Developer Platform Overview
The Allegro SDK is a lightweight JavaScript library for event tracking, session
management, and member authentication. It loads asynchronously and exposes its
API on window.allegro.
Installation
Add the loader script to your page:
<script src="https://your-allegro-instance.com/client.js"></script>
For more information, see the script tag documentation.
Core Concepts
Async Queue
The SDK uses an async queue pattern so you can start using it before it finishes loading:
<script>
window.allegro = window.allegro || [];
// Queue a callback
window.allegro.push(function (allegro) {
allegro.track('page_view');
});
</script>
<script src="https://your-allegro-instance.com/client.js"></script>
When the SDK loads, it replaces the array with the full SDK, drains the queue, and executes each callback.
allegro.push(callback)
Queue a function to run when the SDK is ready. If the SDK has already loaded, the callback executes immediately.

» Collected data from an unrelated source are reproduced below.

Issue #26079, opened 2025-09-18
IO Bindings in python API do not allow binding raw values using vendor_id


gedoensmax:
The API used here: https://github.com/microsoft/onnxruntime-inference-examples/blob/main/python/api/onnxruntime-python-api.py#L67-L81
Does not yet support the string "gpu" and a vendor ID. 
Internally the python bindings do support this but the python wrapper is lacking support:
https://github.com/microsoft/onnxruntime/blob/8705c68c66f5009339ce2b99570ff23246449ef0/onnxruntime/python/onnxruntime_inference_collection.py#L835

PR #26119, opened 2025-09-22
Allow vendor IDs in Python IOBinding device binds

Jonahcb:
### Description
- Extend IOBinding.bind_input and IOBinding.bind_output to accept an optional vendor_id
- Funnel both methods through OrtDevice.make(...) so all device creation shares the same validation and vendor-handling logic

### Motivation and Context
- Without this change, Python callers cannot forward a PCI vendor id when binding buffers
- Fixes issue #26079


snnn (approved):
Thanks!

jonahbernard:
> Thanks!

@snnn will this get merged automatically? Thank you!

window.allegro.push(function (allegro) {
// SDK is ready — use allegro.track(), allegro.member, etc.
});
What's Available
| Namespace | Description |
|---|---|
allegro.track() | Track events with automatic session and device management |
allegro.member | Authenticate members, get user info and entitlements |
allegro.interaction | Trigger interaction events |
See the Quick Start guide for a complete working example, or browse the API Reference for full type documentation.

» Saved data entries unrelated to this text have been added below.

PR #26132, opened 2025-09-23
[TRT RTX EP] Fix bug for generating the correct subgraph in GetCapability

chilo-ms:
### Description
In current TRT RTX EP/ TRT EP implementation, when constructing the `IndexedSubGraph`, for some cases, it will include the node's unused output as the SubGraph's output. So, it will return the incorrect `IndexedSubGraph` from its GetCapability to ORT.
Add the logic to prevent adding the unused node's output.

With this fix, we can avoid generating the incorrect EPContext model where the EPContext node has unused output.


yuslepukhin:
I am not seeing a test that demos that this is fixed.

jywu-mysoft:
@chilo-ms add a test in a separate PR.  this PR needs to get into rel-1.23.1 as soon as possible.

chilo-ms:
Here is the separate PR to add the unit test.
https://github.com/microsoft/onnxruntime/pull/26139

Unfortunately, at this point, we don't have a CI to run TRT RTX EP unit tests, will have to run it locally.

snnn:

Session & Device Management
The SDK manages two cookies automatically:
| Cookie | Lifetime | Purpose |
|---|---|---|
allegro_device_id | 10 years | Persistent device identifier (UUID v4) |
allegro_session_id | 30 minutes | Session identifier, extended on activity |
Sessions are created automatically on the first track() or member.login()
call.
Error Handling
API errors throw an AllegroApiError with the HTTP status and response body:
try {
await allegro.member.login('bad@email.com', 'wrong');
} catch (error) {
console.error(error.status); // e.g. 401
console.error(error.body); // server response
}
Errors inside push() callbacks are caught and logged to the console — they
won't break the queue or prevent other callbacks from running.